Фрэнсис залилась краской, будто пойманная за чем-то неприличным. Но миссис Барбер тоже покраснела. Хотя время шло к одиннадцати, она все еще была в ночной рубашке, поверх которой накинула атласный японский халат (кажется, такие называются «кимоно», подумала Фрэнсис), и в турецких шлепанцах на босу ногу. В руках постоялица держала полотенце и мешочек с банными принадлежностями. Поздоровавшись с Фрэнсис, она заправила за ухо локон, примятый со сна, и застенчиво сказала:
– Я бы хотела принять ванну.
– О, конечно!
– Если вас не затруднит. После ухода Лена я снова заснула и…
Фрэнсис поднялась на ноги:
– Нисколько не затруднит. Мне надо зажечь для вас колонку, вот и все. Днем мы с матерью обычно ее не зажигаем. Следовало предупредить вас вчера. Сможете тут пройти? Придется перепрыгнуть. – Она передвинула ведро. – Вот сухое место.

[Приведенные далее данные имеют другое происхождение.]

PR #1438, opened 2026-03-09
fix: show hidden character ownership logs to staff

perappu:
Went about it this way because it prevents having to either a) use `Auth::user()->hasPower()` on every single character row or b) fix something across multiple locations. (I love global scopes and whereRelation...) 

Also removed some checks that weren't needed given we already check for if character is deleted (aka null).

### DIFF
--- a/app/Models/User/UserCharacterLog.php
+++ b/app/Models/User/UserCharacterLog.php
@@ -4,6 +4,8 @@ namespace App\Models\User;
 
 use App\Models\Character\Character;
 use App\Models\Model;
+use Illuminate\Database\Eloquent\Builder;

Миссис Барбер, продолжавшая спускаться по ступенькам, ничего не ответила и покраснела еще сильнее. Она оторопело смотрела на косынку Фрэнсис, на закатанные рукава, красные руки, поломойный коврик, все еще с вмятинами от коленей. Фрэнсис хорошо знала это выражение лица, уже до тошноты ей надоевшее, если честно, поскольку она видела его постоянно: у соседей, торговцев, материных подруг – людей, которые пережили самую страшную войну в истории человечества, но почему-то впадали в замешательство при виде женщины «из приличных», выполняющей черную работу по дому.

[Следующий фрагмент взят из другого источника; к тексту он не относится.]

PR #19, opened 2023-08-14
add models and update sh, readme

Jintao-Huang:
1. update readme, readme in example, readme_CN in example
2. update push_to_hub sh
3. add num_train_epochs in sh
4. add chatglm2-6b-32k
5. add lora_target_modules ALL
6. update is_dist


examples/pytorch/llm/scripts/qwen_7b/qlora_ddp/sft.sh
```diff
@@ -7,20 +7,30 @@ torchrun \
...
+    --warmup_ratio 0.03 \
     --eval_steps 50 \
     --save_steps 50 \
     --save_total_limit 2 \
     --logging_steps 10 \
     --use_flash_attn false \
+    --push_to_hub false \
+    --hub_model_id qwen-7b-qlora \
+    --hub_private_repo true \
+    --hub_token 'your-sdk-token' \
```
tastelikefeet, line 36: What if the token is not provided

tastelikefeet, line 36: What if the token is not provided

Jintao-Huang: If the token is None, we will get env variable MODELSCOPE_API_TOKEN. 
If the sdk token is wrong, an exception will is raise.

Jintao-Huang: If push_to_hub is False, the hub token is not used

tastelikefeet (approved):

PR #44, opened 2023-09-04
fix template bug2

Jintao-Huang:
1. add copyright
2. fix template bug


Jintao-Huang:
fix multi-node DDP bug

tastelikefeet (approved):

PR #112, opened 2023-10-12
Support mistral 7b

Jintao-Huang:
1. support openbuddy mistral 7b
2. support transformers>=4.34
3. add requires in MODEL_MAPPING
4. rename dataset and model
5. add sh


Jintao-Huang:
6. support mistral-7b, mistral-7b-chat

tastelikefeet (approved):

PR #227, opened 2023-12-17
fix dtype='fp16' sft bug

Jintao-Huang:


Jintao-Huang:
issue: https://github.com/modelscope/swift/issues/225

tastelikefeet (approved):

PR #354, opened 2024-01-30
Support xcomposer

Jintao-Huang:


tastelikefeet (approved):

zodiacg:
Can finetuning/inferring internlm-xcomposer2-vl be supported in the same way?

PR #472, opened 2024-02-29
Support LLaMAPRO and LoRA+

tastelikefeet:


Jintao-Huang (approved):

AU-CPU:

– Помните, я говорила, что у нас нет помощников? Я не преувеличивала, как видите. Единственное, чему я говорю твердое «нет», – это стирка. Мы по-прежнему почти все отсылаем в прачечную. Но вся остальная работа на мне. «Генералки», «повседневки» – да, я знаю жаргонные словечки!

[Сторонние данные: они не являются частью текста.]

PR #477, opened 2024-02-29
Supports to use custom datasets for models quantization

DavidQiuChao:
The previous quantization interface did not support calibration using custom datasets, so I added a feature that supports calibration using custom datasets. And I have introduced the usage method in the document.

### DIFF
--- a/swift/llm/utils/argument.py
+++ b/swift/llm/utils/argument.py
@@ -627,6 +627,11 @@ class ExportArguments(InferArguments):
     commit_message: str = 'update files'
 
 
+    def __post_init__(self) -> None:
+        super().__post_init__()
+        register_custom_dataset(self)
+
+
 @dataclass
 class DPOArguments(SftArguments):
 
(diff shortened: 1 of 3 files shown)


swift/llm/utils/argument.py
```diff
@@ -627,6 +627,11 @@ class ExportArguments(InferArguments):
     commit_message: str = 'update files'
 
 
+    def __post_init__(self) -> None:
```
Jintao-Huang, line 630: Here, the dataset registration can be removed. It is not necessary to register the dataset again, as it will be registered in the InferArguments.

Jintao-Huang:
Hello, the main branch already supports quantization of custom datasets. You can refer to the LLM quantization documentation here: https://github.com/modelscope/swift/blob/main/docs/source/LLM/LLM%E9%87%8F%E5%8C%96%E6%96%87%E6%A1%A3.md

Jintao-Huang:
https://github.com/modelscope/swift/pull/484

Миссис Барбер наконец улыбнулась. Но потом, взглянув на еще не вымытый пол позади Фрэнсис, снова смутилась, теперь по-другому.
– Боюсь, мы с Леном страшно натоптали вчера. Я как-то не подумала…
– О, эта плитка пачкается сама собой. Как и все в доме.
– Я сейчас переоденусь и домою тут.
– Даже не думайте. У вас есть где убираться. Вы же обходитесь без горничной – а чем я лучше вас? Кроме того, вы даже не представляете, как лихо я орудую шваброй. Ну-ка, давайте помогу вам…
Миссис Барбер уже стояла на нижней ступеньке и явно не знала, куда шагнуть. После минутного колебания она оперлась на протянутую руку Фрэнсис и перепрыгнула через вымытые плитки. При приземлении кимоно у нее распахнулось, открыв ночную рубашку, под которой волнующе колыхнулись налитые, ничем не стесненные груди.
Женщины прошли через кухню в судомойню. Там, рядом с раковиной, стояла ванна, накрытая побелевшей от времени деревянной крышкой, которую Фрэнсис использовала как сушильную доску. Одним ловким, отработанным движением она подняла крышку и прислонила к стене. Ванна была древней, ее уже не однажды эмалировали заново – в последний раз это делала сама Фрэнсис, и не сказать, чтобы она осталась вполне довольна результатом. Эмаль легла пузырями и походила на изъеденную проказой кожу, что сегодня бросалось в глаза особенно резко. Газовая колонка фирмы «Вулкан» тоже имела устрашающий вид: грязно-зеленый клепаный цилиндр на трех изогнутых ножках. В семидесятых годах прошлого века она, несомненно, была наивысшим достижением производителя, но сейчас выглядела как космический аппарат, в котором мог бы полететь на Луну какой-нибудь герой Жюля Верна.